• _How to complete this task_:
Every line of the entries below from the one containing "We could still" to the one containing "pilhuhn: I still believe that is wrong.", both ends included, must be written out exactly. No other line belongs in the answer.

• _Records_:
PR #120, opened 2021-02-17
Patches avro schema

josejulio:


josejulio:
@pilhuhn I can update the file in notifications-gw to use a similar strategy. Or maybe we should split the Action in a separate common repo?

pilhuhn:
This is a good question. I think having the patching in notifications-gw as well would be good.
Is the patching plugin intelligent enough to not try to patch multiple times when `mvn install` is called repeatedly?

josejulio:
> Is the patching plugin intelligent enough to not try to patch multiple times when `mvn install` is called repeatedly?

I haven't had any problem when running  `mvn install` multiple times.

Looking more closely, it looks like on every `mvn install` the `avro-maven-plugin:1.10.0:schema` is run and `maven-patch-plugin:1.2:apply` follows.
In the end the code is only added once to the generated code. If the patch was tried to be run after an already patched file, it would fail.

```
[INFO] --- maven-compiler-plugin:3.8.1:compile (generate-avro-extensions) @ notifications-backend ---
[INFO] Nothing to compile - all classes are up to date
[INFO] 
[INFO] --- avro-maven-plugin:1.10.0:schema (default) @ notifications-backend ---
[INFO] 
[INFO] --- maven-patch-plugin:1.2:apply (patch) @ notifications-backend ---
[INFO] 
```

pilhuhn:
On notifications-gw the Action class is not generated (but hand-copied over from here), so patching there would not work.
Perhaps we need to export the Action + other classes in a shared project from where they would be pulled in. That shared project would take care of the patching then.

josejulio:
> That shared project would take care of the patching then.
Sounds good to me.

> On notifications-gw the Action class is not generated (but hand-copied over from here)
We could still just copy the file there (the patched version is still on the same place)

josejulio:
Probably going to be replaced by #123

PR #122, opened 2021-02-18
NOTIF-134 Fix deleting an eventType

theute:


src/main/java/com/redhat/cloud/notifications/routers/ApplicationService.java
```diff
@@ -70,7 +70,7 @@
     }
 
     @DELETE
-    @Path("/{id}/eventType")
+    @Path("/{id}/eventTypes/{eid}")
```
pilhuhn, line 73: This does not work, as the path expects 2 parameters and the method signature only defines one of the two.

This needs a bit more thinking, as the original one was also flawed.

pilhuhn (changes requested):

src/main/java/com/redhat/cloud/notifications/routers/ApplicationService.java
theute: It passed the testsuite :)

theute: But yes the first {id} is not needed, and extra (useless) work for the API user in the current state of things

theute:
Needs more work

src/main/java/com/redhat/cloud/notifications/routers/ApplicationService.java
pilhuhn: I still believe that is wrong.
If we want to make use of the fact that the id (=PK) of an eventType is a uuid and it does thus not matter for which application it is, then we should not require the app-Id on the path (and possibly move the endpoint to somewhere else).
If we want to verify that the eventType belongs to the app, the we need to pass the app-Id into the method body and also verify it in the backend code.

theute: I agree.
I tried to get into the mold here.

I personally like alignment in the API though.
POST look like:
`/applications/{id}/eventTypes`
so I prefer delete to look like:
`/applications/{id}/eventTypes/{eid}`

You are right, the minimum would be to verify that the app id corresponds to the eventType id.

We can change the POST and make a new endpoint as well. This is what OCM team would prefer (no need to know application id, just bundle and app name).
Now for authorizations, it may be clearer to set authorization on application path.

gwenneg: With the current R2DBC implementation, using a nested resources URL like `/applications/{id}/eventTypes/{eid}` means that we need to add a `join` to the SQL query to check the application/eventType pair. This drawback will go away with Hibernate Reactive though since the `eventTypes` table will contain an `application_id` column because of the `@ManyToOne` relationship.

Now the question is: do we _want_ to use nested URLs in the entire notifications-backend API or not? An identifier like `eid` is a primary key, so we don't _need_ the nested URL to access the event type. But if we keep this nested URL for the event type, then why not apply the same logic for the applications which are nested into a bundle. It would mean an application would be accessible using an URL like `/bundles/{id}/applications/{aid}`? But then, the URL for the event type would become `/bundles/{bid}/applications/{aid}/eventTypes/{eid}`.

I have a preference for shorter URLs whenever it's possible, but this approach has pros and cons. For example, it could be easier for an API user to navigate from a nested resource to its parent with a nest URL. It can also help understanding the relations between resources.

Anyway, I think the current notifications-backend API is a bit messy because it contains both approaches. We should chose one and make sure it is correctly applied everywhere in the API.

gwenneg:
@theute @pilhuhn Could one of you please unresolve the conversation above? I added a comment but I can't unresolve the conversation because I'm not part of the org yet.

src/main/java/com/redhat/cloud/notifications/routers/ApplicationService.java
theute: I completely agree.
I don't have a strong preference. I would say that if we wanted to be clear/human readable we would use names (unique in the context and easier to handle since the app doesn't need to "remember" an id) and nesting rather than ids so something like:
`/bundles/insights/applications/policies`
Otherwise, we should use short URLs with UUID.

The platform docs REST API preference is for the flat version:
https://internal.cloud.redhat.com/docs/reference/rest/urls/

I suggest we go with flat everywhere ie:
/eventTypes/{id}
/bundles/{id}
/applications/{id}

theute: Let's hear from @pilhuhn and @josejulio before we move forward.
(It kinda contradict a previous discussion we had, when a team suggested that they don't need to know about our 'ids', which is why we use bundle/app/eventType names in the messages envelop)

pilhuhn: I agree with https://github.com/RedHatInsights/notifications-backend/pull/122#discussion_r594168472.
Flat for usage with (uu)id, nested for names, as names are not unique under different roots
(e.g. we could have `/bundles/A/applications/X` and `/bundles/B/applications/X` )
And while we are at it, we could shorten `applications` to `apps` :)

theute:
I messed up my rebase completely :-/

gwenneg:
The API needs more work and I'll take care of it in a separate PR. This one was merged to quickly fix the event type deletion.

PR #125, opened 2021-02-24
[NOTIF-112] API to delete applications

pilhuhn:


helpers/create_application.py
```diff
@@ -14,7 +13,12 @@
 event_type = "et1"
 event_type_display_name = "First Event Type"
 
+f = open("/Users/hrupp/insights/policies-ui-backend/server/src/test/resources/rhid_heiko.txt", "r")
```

• _Result below_:
We could still just copy the file there (the patched version is still on the same place)

josejulio:
Probably going to be replaced by #123

PR #122, opened 2021-02-18
NOTIF-134 Fix deleting an eventType

theute:


src/main/java/com/redhat/cloud/notifications/routers/ApplicationService.java
```diff
@@ -70,7 +70,7 @@
     }
 
     @DELETE
-    @Path("/{id}/eventType")
+    @Path("/{id}/eventTypes/{eid}")
```
pilhuhn, line 73: This does not work, as the path expects 2 parameters and the method signature only defines one of the two.

This needs a bit more thinking, as the original one was also flawed.

pilhuhn (changes requested):

src/main/java/com/redhat/cloud/notifications/routers/ApplicationService.java
theute: It passed the testsuite :)

theute: But yes the first {id} is not needed, and extra (useless) work for the API user in the current state of things

theute:
Needs more work

src/main/java/com/redhat/cloud/notifications/routers/ApplicationService.java
pilhuhn: I still believe that is wrong.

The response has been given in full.